Requirement:
Write out the line with "of this change?" and each line after it to the end of the material, exactly as they appear and with nothing else.
>>>>
PR #3110, opened 2023-12-08
CI: Pylint 3.x

pajod:
Included:
 * pylint 3.0.0 workarounds (because 3.x is what we want for Python 3.12)
 * removing references to ancient Debian releases (updating which is not helpful as long as the versions distributed remain the same)

Removed:
* everything already merged in https://github.com/benoitc/gunicorn/pull/3131

Not included:
* Arbiter.SIG_NAMES (stdlib since 3.5 provides signal.Signals Enum) and related comments

-----

Suggested order: Merge https://github.com/benoitc/gunicorn/pull/3148 or equivalent first, possibly eradicating the identifier clash in a simpler manner.

### DIFF
--- a/gunicorn/reloader.py
+++ b/gunicorn/reloader.py
@@ -54,17 +54,18 @@ class Reloader(threading.Thread):
 
 
 has_inotify = False
+inotify = None  # inotify.adapters
+Inotify = None  # inotify.adapters.Inotify
 if sys.platform.startswith('linux'):
     try:
-        import inotify.constants as _
+        from inotify.adapters import Inotify
+        import inotify.constants
         has_inotify = True
     except ImportError:
         pass
 
 
 if has_inotify:
-    from inotify.adapters import Inotify
-    import inotify.constants
 
     class InotifyReloader(threading.Thread):
         event_mask = (inotify.constants.IN_CREATE | inotify.constants.IN_DELETE


cclauss (approved):

.github/workflows/tox.yml
```diff
@@ -10,7 +10,7 @@ jobs:
       fail-fast: false
       matrix:
         os: [ubuntu-latest, macos-latest] # All OSes pass except Windows because tests need Unix-only fcntl, grp, pwd, etc.
-        python-version: [ "3.7", "3.8", "3.9", "3.10", "3.11", "pypy-3.8" ]
+        python-version: [ "3.7", "3.8", "3.9", "3.10", "3.11", "3.12", "pypy-3.8", "pypy-3.10" ]
```
tilgovi, line 13: Should we add pypy-3.9 here, too?

gunicorn/arbiter.py
```diff
@@ -6,7 +6,7 @@
 import os
 import random
 import select
-import signal
+import signal as _signal
```
tilgovi, line 9: Why this change? To reduce confusion with the `Arbiter.signal` method?

gunicorn/reloader.py
```diff
@@ -54,17 +54,18 @@ def run(self):
...
-    except ImportError:
-        pass
+class OSNoInotifyError(ImportError):
+    pass
+
 
+has_inotify = False
+try:
+    if not sys.platform.startswith('linux'):
+        raise OSNoInotifyError("The inotify mechanism is only supported on Linux")
```
tilgovi, line 64: I think this was maybe nicer when the `try/except` was tightly scoped to just the import.

tilgovi (changes requested):
Would it be possible to just extract the changes to the Python version support and skip the rest, please? I'm not seeing the(pylint comments, inotify import changes, or signal import renaming as relevant to the PR description.

.github/workflows/tox.yml
cclauss: https://www.pypy.org/download.html mentions pypy-3.9 and pypy-3.10, NOT pypy-3.8.

cclauss:
> This branch has git conflicts that must be resolved

tilgovi:
@pajod I'm happy to review the linting-related changes in this PR or separate, your choice. Let's just get the pypy version fixed up and I think we're good to go.

iM-GeeKy:
Is there a timeline when this will be merged?

.github/workflows/tox.yml
benoitc: @pajod can you make the change there?

benoitc:
@pajod why a change to the reloadedr is part of this change?

cclauss:
To fix those two errors, you can change
https://github.com/benoitc/gunicorn/blob/7268a610996eee15e328fce3daf8bf8e748f1627/gunicorn/reloader.py#L63
to read
`    inotify = None`

gunicorn/reloader.py
```diff
@@ -54,17 +54,18 @@ def run(self):
...
+inotify = None  # inotify.adapters
+Inotify = None  # inotify.adapters.Inotify
 if sys.platform.startswith('linux'):
     try:
-        import inotify.constants as _
+        from inotify.adapters import Inotify
+        import inotify.constants
         has_inotify = True
     except ImportError:
         pass
```
cclauss, line 65:
```suggestion
        inotify = None
```

benoitc:
closing since latest version updated to support latest pyylint. Thanks for the patch anyway!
<<<<
Response to this task:
@pajod why a change to the reloadedr is part of this change?

cclauss:
To fix those two errors, you can change
https://github.com/benoitc/gunicorn/blob/7268a610996eee15e328fce3daf8bf8e748f1627/gunicorn/reloader.py#L63
to read
`    inotify = None`

gunicorn/reloader.py
```diff
@@ -54,17 +54,18 @@ def run(self):
...
+inotify = None  # inotify.adapters
+Inotify = None  # inotify.adapters.Inotify
 if sys.platform.startswith('linux'):
     try:
-        import inotify.constants as _
+        from inotify.adapters import Inotify
+        import inotify.constants
         has_inotify = True
     except ImportError:
         pass
```
cclauss, line 65:
```suggestion
        inotify = None
```

benoitc:
closing since latest version updated to support latest pyylint. Thanks for the patch anyway!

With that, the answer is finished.